Top of Records to use

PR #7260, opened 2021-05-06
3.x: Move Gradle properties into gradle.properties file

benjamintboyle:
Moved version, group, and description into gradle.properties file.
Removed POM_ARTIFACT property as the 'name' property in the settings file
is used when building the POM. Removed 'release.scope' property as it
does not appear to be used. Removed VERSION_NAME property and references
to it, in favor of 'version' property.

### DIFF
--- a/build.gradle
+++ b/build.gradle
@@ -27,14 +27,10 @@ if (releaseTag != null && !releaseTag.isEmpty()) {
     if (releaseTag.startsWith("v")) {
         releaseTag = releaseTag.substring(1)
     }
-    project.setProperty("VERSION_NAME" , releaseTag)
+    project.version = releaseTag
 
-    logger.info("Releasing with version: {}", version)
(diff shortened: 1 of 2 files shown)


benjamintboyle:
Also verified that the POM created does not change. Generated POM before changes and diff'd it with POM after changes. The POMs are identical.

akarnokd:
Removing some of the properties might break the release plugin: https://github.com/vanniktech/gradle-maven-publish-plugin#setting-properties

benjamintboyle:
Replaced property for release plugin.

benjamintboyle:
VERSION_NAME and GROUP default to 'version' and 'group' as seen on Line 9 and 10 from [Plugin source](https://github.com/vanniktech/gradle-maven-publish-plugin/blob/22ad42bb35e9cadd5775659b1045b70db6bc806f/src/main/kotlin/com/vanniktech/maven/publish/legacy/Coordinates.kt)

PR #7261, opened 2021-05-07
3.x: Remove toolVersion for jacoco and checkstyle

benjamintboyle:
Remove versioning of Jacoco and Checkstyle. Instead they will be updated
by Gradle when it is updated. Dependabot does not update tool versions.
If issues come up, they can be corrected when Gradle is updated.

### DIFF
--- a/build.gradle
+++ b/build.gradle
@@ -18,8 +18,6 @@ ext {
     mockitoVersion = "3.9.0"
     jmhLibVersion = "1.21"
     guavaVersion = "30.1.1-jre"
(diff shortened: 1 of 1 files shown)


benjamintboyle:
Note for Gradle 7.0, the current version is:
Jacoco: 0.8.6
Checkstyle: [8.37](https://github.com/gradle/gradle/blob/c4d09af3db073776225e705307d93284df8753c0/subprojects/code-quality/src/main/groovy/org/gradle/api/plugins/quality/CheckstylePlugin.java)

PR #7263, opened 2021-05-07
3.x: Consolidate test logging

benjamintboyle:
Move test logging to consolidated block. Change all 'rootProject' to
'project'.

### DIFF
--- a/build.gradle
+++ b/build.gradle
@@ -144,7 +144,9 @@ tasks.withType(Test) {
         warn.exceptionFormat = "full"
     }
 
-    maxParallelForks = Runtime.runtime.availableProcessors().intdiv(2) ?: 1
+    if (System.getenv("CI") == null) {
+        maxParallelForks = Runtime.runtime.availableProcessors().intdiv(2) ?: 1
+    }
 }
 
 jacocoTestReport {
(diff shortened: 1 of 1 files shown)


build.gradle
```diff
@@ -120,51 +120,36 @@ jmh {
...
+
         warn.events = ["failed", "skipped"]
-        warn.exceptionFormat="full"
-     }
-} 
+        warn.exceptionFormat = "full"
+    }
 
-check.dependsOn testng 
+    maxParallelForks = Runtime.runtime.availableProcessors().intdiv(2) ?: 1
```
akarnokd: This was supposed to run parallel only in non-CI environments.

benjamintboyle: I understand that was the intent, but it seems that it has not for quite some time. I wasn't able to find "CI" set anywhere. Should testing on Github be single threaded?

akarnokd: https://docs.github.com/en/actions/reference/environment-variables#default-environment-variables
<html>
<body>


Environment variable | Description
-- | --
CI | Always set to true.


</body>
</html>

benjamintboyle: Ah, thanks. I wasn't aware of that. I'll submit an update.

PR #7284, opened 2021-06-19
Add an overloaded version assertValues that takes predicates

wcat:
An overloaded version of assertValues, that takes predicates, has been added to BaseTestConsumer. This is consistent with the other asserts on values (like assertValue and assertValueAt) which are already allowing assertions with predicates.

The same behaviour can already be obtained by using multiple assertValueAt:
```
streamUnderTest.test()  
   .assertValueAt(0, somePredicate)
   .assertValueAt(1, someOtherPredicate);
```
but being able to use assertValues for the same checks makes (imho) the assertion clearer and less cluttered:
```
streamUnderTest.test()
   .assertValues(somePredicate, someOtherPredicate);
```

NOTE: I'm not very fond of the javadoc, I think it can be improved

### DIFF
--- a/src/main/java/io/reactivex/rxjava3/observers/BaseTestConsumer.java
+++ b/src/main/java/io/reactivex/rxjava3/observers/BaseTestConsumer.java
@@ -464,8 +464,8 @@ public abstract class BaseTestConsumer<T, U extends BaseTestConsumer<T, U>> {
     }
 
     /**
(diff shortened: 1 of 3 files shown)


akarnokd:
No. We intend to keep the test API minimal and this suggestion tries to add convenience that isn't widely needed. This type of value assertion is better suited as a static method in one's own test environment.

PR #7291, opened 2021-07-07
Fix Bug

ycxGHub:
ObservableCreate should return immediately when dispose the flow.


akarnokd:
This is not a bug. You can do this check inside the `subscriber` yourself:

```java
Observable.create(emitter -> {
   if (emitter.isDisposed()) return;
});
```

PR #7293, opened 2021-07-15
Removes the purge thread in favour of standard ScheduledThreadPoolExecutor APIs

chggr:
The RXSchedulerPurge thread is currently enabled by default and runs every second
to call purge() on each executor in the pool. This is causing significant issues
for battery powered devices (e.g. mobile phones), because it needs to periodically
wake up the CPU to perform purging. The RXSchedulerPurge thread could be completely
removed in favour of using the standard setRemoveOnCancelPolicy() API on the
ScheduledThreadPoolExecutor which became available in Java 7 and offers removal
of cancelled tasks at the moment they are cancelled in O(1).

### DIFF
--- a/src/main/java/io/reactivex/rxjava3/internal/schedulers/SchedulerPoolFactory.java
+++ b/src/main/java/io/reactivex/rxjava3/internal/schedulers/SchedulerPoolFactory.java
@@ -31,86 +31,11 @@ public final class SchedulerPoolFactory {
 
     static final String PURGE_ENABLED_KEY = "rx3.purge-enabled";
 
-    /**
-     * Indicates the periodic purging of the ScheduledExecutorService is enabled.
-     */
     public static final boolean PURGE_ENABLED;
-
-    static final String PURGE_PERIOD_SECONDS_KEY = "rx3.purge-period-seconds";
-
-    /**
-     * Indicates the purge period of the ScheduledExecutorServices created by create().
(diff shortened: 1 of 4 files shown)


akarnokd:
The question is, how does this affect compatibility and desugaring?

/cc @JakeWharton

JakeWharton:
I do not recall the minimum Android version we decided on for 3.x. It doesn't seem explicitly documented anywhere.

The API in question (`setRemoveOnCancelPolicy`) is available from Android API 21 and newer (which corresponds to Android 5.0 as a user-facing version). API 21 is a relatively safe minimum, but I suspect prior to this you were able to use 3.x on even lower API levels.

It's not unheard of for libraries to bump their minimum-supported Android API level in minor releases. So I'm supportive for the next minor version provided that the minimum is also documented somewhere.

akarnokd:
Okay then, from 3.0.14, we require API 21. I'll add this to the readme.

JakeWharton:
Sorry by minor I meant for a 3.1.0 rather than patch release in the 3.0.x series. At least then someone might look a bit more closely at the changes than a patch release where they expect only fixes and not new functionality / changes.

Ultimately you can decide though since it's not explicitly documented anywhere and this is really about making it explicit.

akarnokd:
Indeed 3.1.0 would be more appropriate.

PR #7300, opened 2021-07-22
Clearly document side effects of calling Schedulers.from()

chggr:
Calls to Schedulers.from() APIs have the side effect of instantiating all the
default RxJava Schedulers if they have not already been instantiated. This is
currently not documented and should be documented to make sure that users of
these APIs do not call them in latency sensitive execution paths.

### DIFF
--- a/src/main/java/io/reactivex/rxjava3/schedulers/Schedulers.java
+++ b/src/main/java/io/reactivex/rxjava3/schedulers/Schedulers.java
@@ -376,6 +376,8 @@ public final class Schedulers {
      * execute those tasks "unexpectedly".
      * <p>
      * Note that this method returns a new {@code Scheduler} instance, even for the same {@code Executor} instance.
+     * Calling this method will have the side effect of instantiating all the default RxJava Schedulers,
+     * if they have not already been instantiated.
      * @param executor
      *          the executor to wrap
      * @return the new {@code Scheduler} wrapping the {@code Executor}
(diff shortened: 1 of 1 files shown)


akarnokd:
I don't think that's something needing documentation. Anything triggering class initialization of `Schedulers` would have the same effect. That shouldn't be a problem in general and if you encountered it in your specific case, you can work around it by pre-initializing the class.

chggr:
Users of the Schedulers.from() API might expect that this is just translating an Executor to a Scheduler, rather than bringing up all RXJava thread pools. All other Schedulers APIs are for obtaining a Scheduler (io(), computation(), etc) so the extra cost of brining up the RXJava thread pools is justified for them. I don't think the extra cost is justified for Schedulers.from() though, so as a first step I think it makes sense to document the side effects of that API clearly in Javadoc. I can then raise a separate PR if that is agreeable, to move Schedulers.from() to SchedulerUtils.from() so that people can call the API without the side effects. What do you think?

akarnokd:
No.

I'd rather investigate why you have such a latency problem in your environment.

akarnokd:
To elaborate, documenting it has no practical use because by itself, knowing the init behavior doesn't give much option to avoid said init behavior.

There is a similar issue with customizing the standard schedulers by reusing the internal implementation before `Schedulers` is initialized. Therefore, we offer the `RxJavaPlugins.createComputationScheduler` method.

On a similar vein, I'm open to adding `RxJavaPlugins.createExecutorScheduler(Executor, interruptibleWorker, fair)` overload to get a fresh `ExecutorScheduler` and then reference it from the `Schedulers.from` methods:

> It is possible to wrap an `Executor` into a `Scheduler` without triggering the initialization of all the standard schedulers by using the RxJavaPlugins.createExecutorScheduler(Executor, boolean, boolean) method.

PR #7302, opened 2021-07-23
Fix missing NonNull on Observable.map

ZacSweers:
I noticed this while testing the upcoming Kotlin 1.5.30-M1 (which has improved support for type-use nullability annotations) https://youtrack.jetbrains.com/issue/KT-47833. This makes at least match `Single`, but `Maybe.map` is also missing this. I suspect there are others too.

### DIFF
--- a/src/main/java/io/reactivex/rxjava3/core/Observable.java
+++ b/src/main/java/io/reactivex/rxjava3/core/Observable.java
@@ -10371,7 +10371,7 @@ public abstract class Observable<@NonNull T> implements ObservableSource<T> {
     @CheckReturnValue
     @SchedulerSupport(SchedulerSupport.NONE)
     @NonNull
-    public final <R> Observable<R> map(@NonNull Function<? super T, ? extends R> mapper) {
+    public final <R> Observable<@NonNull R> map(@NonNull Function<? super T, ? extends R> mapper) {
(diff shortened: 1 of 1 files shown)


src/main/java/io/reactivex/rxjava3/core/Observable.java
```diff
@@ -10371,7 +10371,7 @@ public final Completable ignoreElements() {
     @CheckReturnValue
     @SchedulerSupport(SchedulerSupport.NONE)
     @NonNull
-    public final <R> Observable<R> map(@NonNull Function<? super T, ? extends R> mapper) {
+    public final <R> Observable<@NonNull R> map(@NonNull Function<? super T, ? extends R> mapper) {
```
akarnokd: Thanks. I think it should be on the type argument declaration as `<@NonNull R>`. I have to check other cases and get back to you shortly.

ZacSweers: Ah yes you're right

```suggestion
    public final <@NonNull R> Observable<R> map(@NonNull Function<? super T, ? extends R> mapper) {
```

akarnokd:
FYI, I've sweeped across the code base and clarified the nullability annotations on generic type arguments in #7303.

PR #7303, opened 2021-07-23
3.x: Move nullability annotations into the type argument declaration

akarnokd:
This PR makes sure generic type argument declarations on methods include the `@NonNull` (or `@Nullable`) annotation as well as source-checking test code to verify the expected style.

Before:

Bottom of Records to use

**Task goal:** Please transcribe only the lines in the records above running from the line that has "Clearly document side" through the line that has "currently not documented", both included, exactly as they appear.

**Result for this exercise:**
Clearly document side effects of calling Schedulers.from()

chggr:
Calls to Schedulers.from() APIs have the side effect of instantiating all the
default RxJava Schedulers if they have not already been instantiated. This is
currently not documented and should be documented to make sure that users of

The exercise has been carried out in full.